Among the most common, benign uncreative lesions are:
- Aphothous Stomatitis (also known as the common) – is the most common type of oral ulceration that affects about 20% of the general population, with 50% prevalence in those individuals experiencing some form of psychological stress. These lesions begin as reddish areas that develop intone a whitish-yellow area with a red halo. The number of lesions may vary from one to hundreds, and can be quite painful for 10-14 days. Treatment includes topical antibiotics, antiseptic rinses, and dietary supplements. Sometimes topical corticosteroids are required to help resolve the symptoms and limit their recurrence.
- Traumatic Ulcers – as the name suggests, are ulcers that are caused by some form of trauma to the superficial layers of the soft tissues in the mouth. They can arise from dental injections, biting the cheek, tongue or lip, or getting poked by a sharp crust of bread or chip, etc. They are usually seen on the tongue lips or inside of the cheeks. They can present as a painful, single lesion with a reddish border and a yellow, puss-like center. This area will heal on its own, but can be made to feel more comfortable by using topical numbing agents or rinses.

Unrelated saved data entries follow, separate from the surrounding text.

Issue #4578, opened 2026-09-12
Replay auto-passes an HTTP body diff as 'additive' even when an existing value changed


prabaltripathiofficial:
## What happens

`compareHTTPRespForReplay` calls `autoPassHTTPResponseSchemaAddition` when the body comparison fails. It is meant to pass a case whose response only gained new fields. In practice it also passes when an existing value changed in the same response.

Reproduced with a small Go test app whose `GET /products` handler was changed in one commit to (a) add a new field `featureConfig` and (b) change `count` from 8 to 10:

- expected body: `{"apiVersion":"v2","configCount":2,"count":8,"products":[...]}`
- actual body: `{"apiVersion":"v2","configCount":2,"count":10,"featureConfig":null,"products":[...]}`
- report: `body_result[0].normal: true`, test PASSED
- log: `Additive response schema change detected. Passing testcase by default because only new response fields were added.` with `added_fields: ["featureConfig"]`

`matcher.JSONDiffWithNoiseControl` on the same two bodies (no noise besides `header.Date`, `ignoreOrdering: true`) returns `matches=false`, so the comparison itself is right; the auto-pass overrides it.

Removing the added field and keeping only the `count` change makes the same case FAIL as expected, so the value change is only hidden when a field is added alongside it.

## Why it matters

A PR that changes a response value and adds a field in the same handler passes replay silently. In a PR gate this hides exactly the regressions the gate exists for.

## Where

`pkg/service/replay/replay.go`: `autoPassHTTPResponseSchemaAddition`, `qualifiesForHTTPResponseSchemaAdditionPass` (Risk Low + only `SchemaAdded` category, or `hasOnlySchemaAdditionAndContentLengthDiff`). The assessment from `matcherUtils.ComputeFailureAssessmentJSON` appears to classify the response as additive-only despite the `count` change; either the assessment misses value changes when additions are present, or the qualifier should require zero value/type changes explicitly.

## Suggested fix

Qualify for the additive auto-pass only when the field-level assessment reports no `value_changed`, `type_changed` or `missing_in_live` entries at all, not only when the category set is `SchemaAdded`. Add a test with an added field plus a changed scalar that must stay FAILED.

Enterprise CLI `3-dev` built from `main` on 2026-09-12, OSS `go.keploy.io/server/v3` v3.6.58.

PR #4581, opened 2026-09-13
fix-4578-additive-autopass

Abhishek84313:
- **Bug:** replay auto-passed an HTTP test as an "additive schema change" even when an existing value also changed in the same response. In #4578, `count` went from `8` to `10` while a new `featureConfig` field was added, and the test PASSED.
- **Root cause:** `qualifiesForHTTPResponseSchemaAdditionPass` decided from the failure category set alone.
  - `ComputeFailureAssessmentJSON` labels "new fields plus changed values" as `SCHEMA_ADDED` too; only the risk differs (`Medium` instead of `Low`).
  - The first branch of the qualifier checks for `Low` risk, so on its own it would reject this case.
  - A bigger body also changes `Content-Length`, which sends the case to the second branch, `hasOnlySchemaAdditionAndContentLengthDiff`. That branch never checks risk or value changes, so the test was auto-passed.
- **Fix:** before either branch, the qualifier now requires the body assessment (`result.FailureInfo.Assessment`, which `Match` already computes on the noise-cleaned bodies) to list at least one added field and no removed fields, type changes or value changes. This is the new helper `isAdditiveOnlyAssessment` in `pkg/service/replay/replay.go`.
- **Tests:** added `pkg/service/replay/schema_addition_autopass_test.go`.
  - Tests the qualifier directly: added field only (with and without a `Content-Length` diff) must qualify; added field plus a changed top-level or nested value (with and without a `Content-Length` diff) must not; a missing assessment must not.
  - Tests the full path through `compareHTTPRespForReplay` and the real HTTP matcher, using the bodies from the issue, with `emitFailureLogs` both true and false: the added field alone passes, the added field plus a changed `count` fails, and the changed `count` alone fails.

## Links & References

**Closes:** #4578

### 🔗 Related PRs
- NA
### 🐞 Related Issues
- #4578
### 📄 Related Documents
- NA

- [ ] 📦 Chore
- [ ] 🍕 Feature
- [x] 🐞 Bug Fix
- [ ] 📝 Documentation Update
- [ ] 🎨 Style
- [ ] 🧑‍💻 Code Refactor
- [x] ✅ Test
- [ ] 🔁 CI
- [ ] ⏩ Revert

## Added e2e test pipeline?
- [ ] 👍 yes

The unit tests drive the real HTTP matcher through `compareHTTPRespForReplay` with the bodies from the issue, which covers the path that failed.

- [x] 👍 yes

## Added to documentation?
- [ ] 📜 README.md
- [ ] 📓 Wiki

- [x] 👍 yes, mentioned below

**Unit tests:**
go test ./pkg/service/replay/ -run 'TestQualifiesForHTTPResponseSchemaAdditionPass|TestCompareHTTPRespForReplaySchemaAddition' -v -count=1

**Manual repro (from #4578):**
1. Record `GET /products` on a small app that returns `{"apiVersion":"v2","configCount":2,"count":8,"products":[...]}`.
2. In one change, add a `featureConfig` field and change `count` to `10`.
3. Run `keploy test`.
   - Before this fix: the test PASSES with the log "Additive response schema change detected...".
   - After: the test FAILS.
4. Change only the added field (keep `count` at `8`): the test still auto-passes as an additive change.

## Self Review done?
- [x] ✅ yes

- NA

---

## Additional checklist:


chilkotiKartik (approved):
LGTM! Thoroughly verified changes in fix-4578-additive-autopass. Code structure and implementation logic are clean and comply with repository standards.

- Herpes Simplex – There are two strains of the herpes simplex virus. Type I (HSV-1) and Type II (HSV-2). HSV-1 is the type that is associated with the lips moth and face and transmitted via saliva, while HSV-2 is usually sexually transmitted. HSV-1 is the most common type of herpes virus and many people develop the related sores (lesions) inside the mouth, such as cold sores (fever blisters). HSV is never eliminated from the body, but stays dormant and can reactivated, causing symptoms. When the virus is active, painful ulcerations can develop, but the main indicator of a primary infection is a diffuse, reddish and painful gum inflammation. Multiple pinhead reddish ulcers tend to cluster and join together over several days. It is normal to experience fever and enlarged lymph nodes during this time. Diagnosis is usually made by lab tests of the cells and tissue. Treatment of the primary infection includes fever reducing medications and fluid management. Antiviral medications such as acyclovir will help to lessen the duration and severity of the lesions. There is no known cure for HSV infection, but treatments can reduce the likelihood of the virus spreading and manifesting itself.

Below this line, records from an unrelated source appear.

PR #4494, opened 2026-08-26
feat(models): add unit test validation for PostgresV3Response mutual

SatyamPandey-07:
## Describe the changes that are made
- Updated `TestPostgresV3Response_CopyIn_RoundTrip` in `pkg/models/mock_test.go` to explicitly test `PostgresV3Response.Validate()`.
- Verified that valid `CopyIn` responses pass validation while malformed shapes carrying both `Rows` and `CopyIn` are rejected by `Validate()`.
- Cleaned up the stale TODO in `pkg/models/mock_test.go`.

## Links & References

Closes #4492

### 🔗 Related PRs
- NA
### 🐞 Related Issues
- #4492
### 📄 Related Documents
- NA

## What type of PR is this? (check all applicable)
- [ ] 📦 Chore
- [x] 🍕 Feature
- [ ] 🐞 Bug Fix
- [ ] 📝 Documentation Update
- [ ] 🎨 Style
- [ ] 🧑💻 Code Refactor
- [ ] 🔥 Performance Improvements
- [x] ✅ Test
- [ ] 🔁 CI
- [ ] ⏩ Revert

## Added e2e test pipeline?
- [x] 🙅 no, because they aren't needed

## Added comments for hard-to-understand areas?
- [x] 🙅 no, because the code is self-explanatory

## Added to documentation?
- [x] 🙅 no documentation needed

## Are there any sample code or steps to test the changes?
- [x] 👍 yes, mentioned below

Run Postgres model tests:
```bash
go test -v -tags=viper_bind_struct ./pkg/models -run "TestPostgresV3Response.*"
```

## Self Review done?
- [x] ✅ yes

## Any relevant screenshots, recordings or logs?
- NA

---

## Additional checklist:
- [x] Have you read the [Contributing Guidelines on issues](https://keploy.io/docs/keploy-explained/contribution-guide/)?
- [x] Have you followed the [PR Semantics guide](https://github.com/keploy/keploy/wiki/PR-Semantics) for naming this PR?
- [x] Have you followed the [Branch Semantics guide](https://github.com/keploy/keploy/wiki/Branch-Semantics) for naming your branch?

Issue #2579, opened 2025-03-12
[bug]: Test case capture if basepath doesn't matches requestURL path


kapishupadhyay22:
### 👀 Is there an existing issue for this?

- [x] I have searched and didn't find similar issue

### 👍 Current behavior

The Test case are being captured in E2E, even when the basepath is not the same in the requestURL path

### 👟 Steps to Replicate

1. Run Keploy record and provide a basepath (which will be different from the requestURL path)
2. Log the basepath and requestURL path while capturing test cases
3. There are different paths but the test case is still being captured. 

### 💻 Operating system

Linux

### 🎲 Version

Fedora Linux 41

### 💻 Repository

keploy

PR #274, opened 2023-01-04
changed the name of the mock files

PranshuSrivastava:
Closes: #247 

#### Describe the changes you've made
Updated the names of the mock files.

## Type of change

- [ ] Bug fix (non-breaking change which fixes an issue)
- [ ] New feature (non-breaking change which adds functionality)
- [ ] Code style update (formatting, local variables)
- [x] Breaking change (fix or feature that would cause existing functionality to not work as expected)
- [ ] This change requires a documentation update

## Please let us know if any test cases are added

Please describe the tests(if any). Provide instructions how its affecting the coverage.

#### Describe if there is any unusual behaviour of your code(Write `NA` if there isn't)
A clear and concise description of it.

## Checklist:

- [ ] My code follows the style guidelines of this project.
- [ ] I have performed a self-review of my own code.
- [ ] I have commented my code, particularly in hard-to-understand areas.
- [ ] I have made corresponding changes to the documentation.
- [ ] My changes generate no new warnings.
- [ ] I have added tests that prove my fix is effective or that my feature works.
- [ ] New and existing unit tests pass locally with my changes.

## Screenshots (if any)

|        Original         |          Updated           |
|:-----------------------:|:--------------------------:|
| **original screenshot** | <b>updated screenshot </b> |

PR #4582, opened 2026-09-13
refactor(noise): rename the schema-noise engine to mock-noise, compatibly

Shivanipandey31:
## Why

"Schema noise" read as though it belonged to schema matching or the smart-set schema pipeline. It belongs to neither — it is noise learned on a **mock**. This renames the engine and the user-facing toggles to say so.

The rename spans five repositories (keploy, integrations, enterprise, k8s-proxy, enterprise-ui) that merge and deploy on their own schedules. This PR is the foundation the other four build on, so its whole job is to make the new spelling available **without breaking the old one**.

## The failure mode this is designed around

`encoding/json`, `yaml` and `viper` all drop unknown keys **without error**. So a producer on one spelling talking to a consumer on the other doesn't fail — it produces a toggle that quietly does nothing, with no diagnostic anywhere. That is exactly the bug that made this rename risky, and it's why the compatibility here is mechanical rather than by convention.

## What changed

**Package** — `integrations/schemanoise` → `integrations/mocknoise`. The old path remains as a shim of **type aliases** (`=`), not defined types.

That distinction is load-bearing. An alias *is* the same type, so a `*mocknoise.Engine` built by migrated code satisfies a `*schemanoise.Engine` parameter in code that hasn't migrated, and an `Adapter` written against either spelling satisfies the other's interface. With defined types, every boundary between a migrated and an unmigrated caller would be a compile error in a repo that changed nothing.

`schemanoise_compat_test.go` asserts this **cross-wise and at compile time** — turning the aliases back into defined types breaks the build here rather than breaking a downstream repo.

**Fields** — Go has no field alias, so the package trick doesn't carry over. `models.OutgoingOptions` and `config.Test` now hold **both** spellings, with `NoiseDetection()` / `NoiseStrict()` accessors and `NormalizeMockNoise()`. Nothing reads a noise field directly any more.

Reconciliation **ORs** rather than letting the canonical field win. The deprecated field is the only one an unmigrated producer sets — a pre-rename k8s-proxy or enterprise build, or a `keploy.yml` written before this change — so treating an unset canonical field as "off" would silently discard that producer's intent. Neither spelling can express "explicitly off" as distinct from "unset", so OR loses nothing.

`Proxy.Record` and `Proxy.Mock` normalise on receipt, because that's the process boundary where a client of any vintage arrives.

**CLI** — `--mock-noise-detection` / `--mock-noise-strict` are canonical. `--schema-noise-detection` / `--schema-noise-strict` keep working for existing scripts and CI jobs. Both are read and OR-ed, and `config.Test` is normalised once after parsing so every later reader sees one answer.

## Compatibility matrix, covered by tests

| Producer sets | Consumer reads | Result |
|---|---|---|
| canonical only | either | on |
| **deprecated only** (pre-rename build) | either | on |
| both | either | on |
| mixed (detection canonical, strict deprecated) | either | both on |
| neither | either | off |

Plus nil receivers and idempotency of `NormalizeMockNoise`.

## Verification

`go build ./...`, `go vet ./...` and `go test ./...` clean — **67 packages with tests, zero failures**.

## Merge order

This one first. `keploy/integrations#274` is already written against `mocknoise` + `MockNoise*` and cannot compile until this is released and pinned.


Shivanipandey31:
## Staff review — 6 iterations, 5 findings, all fixed

Reviewed this branch against `main` for correctness, cross-repository safety, design, and forward risk, fixing what came up and re-reviewing until an iteration produced nothing new. Iteration 6 was clean.

### Iteration 1 — the serious one

**Major — the canonical config key silently did nothing, and the deprecated one was already broken.**

`ValidateFlags` assigned `cfg.Test.MockNoiseDetection` straight from the flag, unguarded. The ordering makes that destructive:

1. `AddFlags` registers each flag with a default read from a **zero** config
2. `PreProcessFlags` runs `viper.Unmarshal`, filling the config from `keploy.yml`
3. `ValidateFlags` reads the flags back — overwriting step 2

So a `keploy.yml` carrying `test.mockNoiseDetection: true` was overwritten with the flag's stale `false`. That is precisely the silent-toggle failure this PR exists to prevent, reintroduced one layer up.

Worse: **the deprecated key had the same hole already.** `test.schemaNoiseDetection: true` has been ignored whenever the flag was absent. The strict flag has carried the correct guard — and a comment explaining exactly this hazard — all along; detection never got it.

Both are now guarded on `Changed || !viper.IsSet`. Fixing the pre-existing one here rather than leaving it: a rename whose entire claim is *"your existing keploy.yml keeps working"* cannot ship with that hole open for the very key it renames.

**Minor — the compat shim was reassignable.** Its forwarders were package-level `var`s, so any importer could overwrite `schemanoise.New` at runtime and change behaviour for every other caller in the process. Now plain functions — same signatures, same aliasing, no mutable global state.

### Iterations 2–3 — no new findings

Re-read the fixed diff and confirmed every `OutgoingOptions` entry point normalises: `GetOutgoing → Proxy.Record` and `MockOutgoing → Proxy.Mock`, both before the options reach the session.

### Iteration 4 — two more, and they contradicted the PR's own claim

**Major — two consumers still read a noise field directly**, despite the description asserting nothing does:

- `resolveTestOutcome` was handed `r.config.Test.SchemaNoiseStrict` — the knob deciding whether a mock-set mismatch demotes a test to OBSOLETE or fails it.
- The noise **persistence** branch was gated on `r.config.Test.SchemaNoiseDetection`, so learned `req_body_noise` would be written or discarded on one spelling only.

Both work today because every in-tree writer still sets the deprecated field. They break the moment a caller sets only the canonical one — which is what the rest of this change invites. Silent both times: a test resolves to the wrong verdict, or learned noise is quietly dropped.

`TestRunTestSetWiring` caught the first immediately. Its expectation moves from `SchemaNoiseStrict` to `NoiseStrict`, with a note on why naming the raw field would re-introduce the single-spelling blindness the guard exists to prevent.

### Iteration 5 — cross-repository

- **integrations** (`rename/mock-noise`) builds and its mongo suite passes against this branch's head; re-pinned so CI exercises what will actually merge.
- **enterprise** builds and tests green against **both** its current pin (v3.6.58, pre-rename) **and** this branch — the alias shim holds in both directions.

### Iteration 6 — clean

gofmt 0, `go build`, `go vet`, and **67 packages** of tests green. The only remaining textual references to the deprecated fields outside their owning files are comments.

### Also fixed

`pkg/models/mock_test.go` arrived unformatted via `c6ad54aca` (#4494) and fails the lint workflow's `gofmt -l -d .` step — which is separate from golangci-lint (0 issues). **Every PR merging current main will hit this**, and main's own lint is red until it is fixed there too. Worth a one-line fix straight to main.

### Residual risk

**The two spellings can still drift for a caller that writes fields directly rather than going through `NormalizeMockNoise`.** Accessors make reads safe, but nothing forces a *writer* to keep the pair consistent — a future `OutgoingOptions{MockNoiseStrict: true}` literal in another repo would leave the deprecated mirror false for any consumer still reading it. The normalise-on-receipt calls in `Proxy.Record`/`Mock` cover every path that crosses the agent boundary today; an in-process caller that skips them is the gap. Removing it entirely needs the deprecated fields gone, which is the follow-up once all five repos are migrated.

Aditya-eddy:
## Review — one blocker, in the producer direction

The design here is right and the shim is complete. But there's a gap in applying it that reintroduces exactly the failure mode this PR exists to prevent, in the one direction the compatibility matrix doesn't cover.

### The blocker

`OutgoingOptions` is marshalled to the agent over HTTP (`pkg/platform/http/agent.go:275`, `json.Marshal(models.OutgoingReq{...})`) and carries **no json tags**, so it goes on the wire under Go field names.

Three sites build that struct and set **only the canonical fields**, leaving the deprecated mirror at zero:

- `pkg/service/runner/runner.go:386-387`
- `pkg/service/replay/replay.go:1296-1297`
- `pkg/service/replay/replay.go:1537-1538`

`NormalizeMockNoise()` is called on **receipt** (`proxy.go:3538`, `proxy.go:3607`), which protects a new agent from an old client. Nothing mirrors before the marshal, so the reverse is unprotected.

Decoded against the real structs:

```
CLI sends: {"MockNoiseDetection":true,"MockNoiseStrict":true,
            "SchemaNoiseDetection":false,"SchemaNoiseStrict":false}

OLD agent decodes: SchemaNoiseDetection=false SchemaNoiseStrict=false   <- toggle dead
AFTER fix:         SchemaNoiseDetection=true  SchemaNoiseStrict=true
```

**This is a regression, not a pre-existing gap.** Before this PR the same CLI sent `SchemaNoiseDetection: true` and a pre-rename agent honoured it. After it, `--mock-noise-detection` *and* the still-supported `--schema-noise-detection` both arrive as `false` — the accessor collapses both spellings into the canonical field, so the deprecated flag stops working too against an older agent.

### Why the skew is real

The codebase already documents this axis — `pkg/platform/http/agent.go:705`:

> "a deployed agent that predates streaming (keploy <= v3.5.84) during a rolling upgrade — align the agent image with the controller's keploy version"

And the consumer is concrete: released `integrations/pkg/mongo/v2/decode.go:33` reads `opts.SchemaNoiseDetection`, and that code runs **inside the agent process**. A post-rename agent is fine (opts normalized on receipt); an agent image built before this PR is not. k8s-proxy pins `proxy.keployAgentImage` separately from the CLI, and enterprise is still on keploy `v3.6.58` — so pre-rename agents stay deployed across the whole rollout window while CLIs update independently.

### Fix — one line per site

```go
outOpts.MockNoiseDetection = r.config.Test.NoiseDetection()
outOpts.MockNoiseStrict    = r.config.Test.NoiseStrict()
outOpts.NormalizeMockNoise()   // mirror before the struct goes on the wire
```

`NormalizeMockNoise` is already idempotent and nil-safe, so this composes with the receive-side call at no cost. The PR's own rule — *"SET whichever spelling you like, then let NormalizeMockNoise reconcile at the boundary"* — is correct; the marshal point just wasn't treated as a boundary.

Worth adding a test that a canonical-only `OutgoingOptions` still populates the deprecated pair **before** marshal. The compatibility matrix in the description has the matching hole: it covers *old producer -> new consumer*, but has no row for *new producer -> old consumer*, which is why CI is green — every test exercises both halves at the same version.

### Everything else checks out

- **The alias shim is complete.** Every exported symbol of the old package survives, and `Engine`/`JSONDiffer` being aliases carries all seven methods (`DetectionEnabled`, `StrictEnabled`, `KnownNoise`, `Detect`, `Learn`, `StrictAllows`, `StrictReject`) automatically. `schemanoise_compat_test.go` asserting cross-wise at compile time is the right call.
- **No stray direct reads.** Every non-test access of the four fields is a flag default or a write; all reads go through the accessors.
- **The `Changed || !viper.IsSet` guard is a genuine bug fix** beyond the rename — the flag's stale default (captured from a zero config before `viper.Unmarshal` ran) was overwriting yaml-only values, so `test.schemaNoiseDetection: true` was silently dead before this PR.
- **OR is safe here**, unlike enterprise#2579 — keploy's defaults are `false`, so there's no explicit-false to clobber. #2579 needing a precedence chain instead is correct given `DefaultAutoReplaySchemaNoiseDetection` is `true`.

### Minor: a doc reference that doesn't resolve

`keploy/integrations#274` describes the mirrored fields as *"kept in sync by `SetMockNoise`"*, but `SetMockNoise` doesn't exist on this branch (`git grep` returns nothing). #274's CI is green so it isn't calling it — but the description points a reader at an API that was never written. Worth fixing there rather than here.

Shivanipandey31:
Thanks @Aditya-eddy — the blocker is real, it is a regression this PR introduced, and it is fixed in `6428ed210`.

## Verified before fixing

All three parts of your analysis check out:

1. `OutgoingOptions`' noise fields carry **no json tags**, so they go on the wire under Go field names.
2. It is `json.Marshal`ed to the agent at **two** sites — `platform/http/agent.go:271` (GetOutgoing) and `:423` (MockOutgoing).
3. All three producers set canonical-only.

Reproduced against the real struct shapes:

```
on the wire:       {"MockNoiseDetection":true,"MockNoiseStrict":true,
                    "SchemaNoiseDetection":false,"SchemaNoiseStrict":false}
OLD agent decodes: SchemaNoiseDetection=false SchemaNoiseStrict=false
```

And your sharpest point is the one I'd missed: **`--schema-noise-detection` stops working too**, because the accessor collapses both spellings into the canonical field before the send. So the deprecated flag — the thing this PR promises keeps working — was the casualty.

## Fix

Applied at the **two marshal sites** rather than the three producers. That is the actual wire boundary, so a future producer that forgets is covered automatically, and it reads as the send-side twin of the receive-side call you cited. `NormalizeMockNoise` being idempotent and nil-safe means pairing them costs nothing.

## Tests

Two, closing the matrix hole you identified:

- `TestCanonicalOnlyOptionsStillReachAPreRenameAgent` — the missing **NEW producer → OLD consumer** row, decoding real marshalled bytes into a struct shaped like a pre-rename agent's.
- `TestDeprecatedOnlyWireStillDrivesANewAgent` — the reverse, pinned next to it so the matrix is visibly complete.

**Mutation-checked**: removing the boundary mirror fails the first with exactly your diagnosis —

```
a pre-rename agent decoded detection=false from a canonical-only producer;
the toggle is dead across version skew
```

Your observation about *why* CI stayed green is the useful part and I've written it into the test comment: every existing test exercises producer and consumer at the same version, so no amount of them could have caught this.

gofmt, build, vet and tests clean — 67 packages.

## On the minor

You're right that `SetMockNoise` doesn't exist here. It was in the earlier draft of this rename (`5c24cd8aa`, the commit that was split out of #4483) and I replaced it with read accessors, but integrations#274's description still references it. I'll fix that description rather than add the method — the accessor shape is the one that survived review, and adding a writer helper now would give two ways to do the same thing.

Aditya-eddy (approved):
Approving — the blocker is resolved. Verified at `6428ed2`.

Fixing it at the wire boundary in `platform/http/agent.go` rather than at the three producers is the better call: those two marshal sites are the only `OutgoingReq{}` constructions in the repo, so a future producer that forgets is covered automatically. Re-checked both directions after the change, and CI is 169/169.

Also re-confirmed on this pass: the engine move is a pure rename (normalising the naming on both sides, `mocknoise.go` vs the old `schemanoise.go` diffs to comment text only — no logic change), the receive path is fully covered (`routes -> svc.GetOutgoing/MockOutgoing -> Proxy.Record/Mock`), and the alias shim re-exports every symbol the old package had.

Three follow-ups, none blocking this merge:

**1. The new regression test doesn't guard the fix.** `TestCanonicalOnlyOptionsStillReachAPreRenameAgent` still passes with *both* mirrors deleted from `agent.go`. It calls `sent.NormalizeMockNoise()` itself right above the marshal, and it lives in `package models`, which has no dependency on `pkg/platform/http` — so it asserts that `NormalizeMockNoise` plus a JSON round-trip works, which was already true before the fix. The regression can be reintroduced by deleting two lines with CI green. A version that bites would live in `pkg/platform/http`: point `conf.Agent.AgentURI` at an `httptest.Server`, call `MockOutgoing` with canonical-only options, assert the decoded request body carries `SchemaNoiseDetection: true`. Worth doing before the deprecated spelling is eventually removed.

**2. Cross-spelling explicit-off is discarded.** With `schemaNoiseDetection: true` in keploy.yml and `--mock-noise-detection=false` on the command line, detection stays on: the `Changed || !viper.IsSet` guard correctly leaves the yaml value alone for the spelling the user didn't type, and the OR at cmd.go:1608 then resurrects it. Symmetric — it fails whichever way the spellings are mixed; matching spellings are fine both ways. Not a regression (the canonical flag is new) and the default is off, so I don't think it gates anything. But the stated rationale — "neither spelling can express explicitly off as distinct from unset" — holds for the struct fields and not for the CLI, where `Changed()` distinguishes them precisely and this PR's own guard relies on that. enterprise#2579's precedence chain (canonical flag -> deprecated flag -> canonical key -> deprecated key -> default) resolves this for free; two PRs in one chain currently resolve the same two-spelling problem with different semantics, which is worth reconciling before the old names go away.

**3. keploy itself is mostly unmigrated.** Only `mysql/replayer/query.go` moved to the new import path; `http/match.go`, `http/schema_noise.go`, `mysql/replayer/match.go` and `mysql/replayer/schema_noise.go` still import the deprecated shim, so `mysql/replayer` now pulls in both spellings. Fine at runtime — that's what the aliases are for — but the shim's own deletion criteria ("delete once integrations, enterprise, k8s-proxy and enterprise-ui are all on the mocknoise path") omit keploy, so following them as written breaks keploy's own HTTP and MySQL matchers. Worth amending that comment even if the migration itself waits.

On merge order: this needs to land and be tagged before `keploy/integrations#274`, which pins a pseudo-version of this branch's head and still carries `.ci-keploy-ref`.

- Acute Necrotizing Ulcerative Gingivitis (ANUG) – This disorder, also known as “trench mouth”, was common among the soldiers during World War I. ANUG is most often brought about by stress and a diminished resistance. Other factors that cause NUG include: smoking, poor oral hygiene and inadequate nutrition. It is a painful infection with crater-like ulcerations, swelling, sloughing off of dead tissue from the mouth, and accompanied by a bad odor from the area. Fever, enlarged lymph glands and malaise (general discomfort or uneasiness) are sometimes present, too. Treatment includes cleaning out the bad tissue, followed by an antibacterial rinse such as chlorhexidine or diluted hydrogen peroxide. Rest, proper diet, nutritional supplements and proper home care, as well as abstaining from smoking, alcohol and spicy foods, will also speed the healing process.

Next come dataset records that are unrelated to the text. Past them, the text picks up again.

PR #519, opened 2020-05-25
chore: Switching to eslint

y-lohse:
## Checklist

## Description

[tslint is deprecated](https://github.com/palantir/tslint) which is cool because it was acting up for me anyway. This PR switches the project to eslint.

- Lichen Planus – Oral lichen planus is a chronic autoimmune inflammatory condition that can affect the lining of your mouth, and usually manifests as scattered, white, pinhead elevation that are interconnected by white lines to appear like lacy white patches. Oral lichen planus occurs most often on the inside of your cheeks but also can affect your gums, tongue, lipsand other parts of your mouth. Sometimes oral lichen planus can involve your throat or esophagus. An initial episode of oral lichen planus may last for weeks or months, but it is usually a chronic condition that can last for many years. Although there’s no cure at this time, this condition can be managed with medications and home remedies.